Mills's company began to engage in hand-to-hand combat at the front line when he was struck down, and evacuated by ambulance as a retreat was called. One report stated that his leg had been shattered, and Mills later called it a knee injury, but it was a bullet lodged through the front of his pelvis which was removed from the back side. "They cut where I told them and when they pulled it out the suction made a noise... a sort of whistle that I will never forget." Some reports were that he nearly died and Mills gained the title "the name who would not die". He was registered as totally disabled.

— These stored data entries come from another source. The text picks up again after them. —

Issue #4800, opened 2023-05-09
Collection Migration Batch Job


nayib-jose-gloria:
Create Batch Job process that:

- Installs latest cellxgene-schema from PyPI
- Creates revision IF public collection
- Pulls raw.h5ad from S3 for all of the Collection’s datasets
- Runs 'migrate' command against raw.h5ad files
- At minimum, all datasets (even those unaffected by scripted changes) need to have their metadata updated to bump the schema version
- Triggers Processing Step Function for each migrated dataset

PR #5057, opened 2023-06-20
feat: add collection migrate + dataset migrate functions for schema migration

nayib-jose-gloria:
## Reason for Change

- #4800
- #5040

## Changes

- collection migrate + dataset migrate functions for schema migration
- refactor tests + migrate class set-up

## Testing steps
- unit tests

### DIFF
--- a/backend/schema_migration/migrate.py
+++ b/backend/schema_migration/migrate.py
@@ -1,17 +1,33 @@
+import json
 import logging
 import os
 import sys
 from typing import Dict, List
 
+import cellxgene_schema
+
 from backend.layers.business.business import BusinessLogic
 from backend.layers.business.entities import CollectionQueryFilter
+from backend.layers.common.entities import DatasetArtifactType
 from backend.layers.persistence.persistence import DatabaseProvider
 from backend.layers.processing import logger
 from backend.layers.thirdparty.s3_provider import S3Provider
 from backend.layers.thirdparty.uri_provider import UriProvider
-from backend.portal.api.providers import get_business_logic
 
 logger.configure_logging(level=logging.INFO)
+
+
+database_provider = DatabaseProvider()
+s3_provider = S3Provider()
+uri_provider = UriProvider()
+
+business_logic = BusinessLogic(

Mills spent four months recovering and made some drawings which he sold on return to Buffalo. While convalescing, he began the work that led to the Chronicles of the 21st Regiment. He also visited the old Smithsonian Institution during this time and saw George Catlin's Indian and war paintings. Mills was discharged December 22, 1862, and filed paperwork for his military pension, marked as an invalid.

== Artistic career ==
=== Establishment ===
Mills returned to Buffalo and wrote his first notable work, Chronicles of the 21st Regiment of New York. The first edition was published in six parts, from August 1863
to July 1866.
Some of the writing was delayed due to complications from his injury
and a further serious illness.
During this time, Mills continued to paint and was awarded a bronze medal from the New York State Agricultural Society for a painting of a bull.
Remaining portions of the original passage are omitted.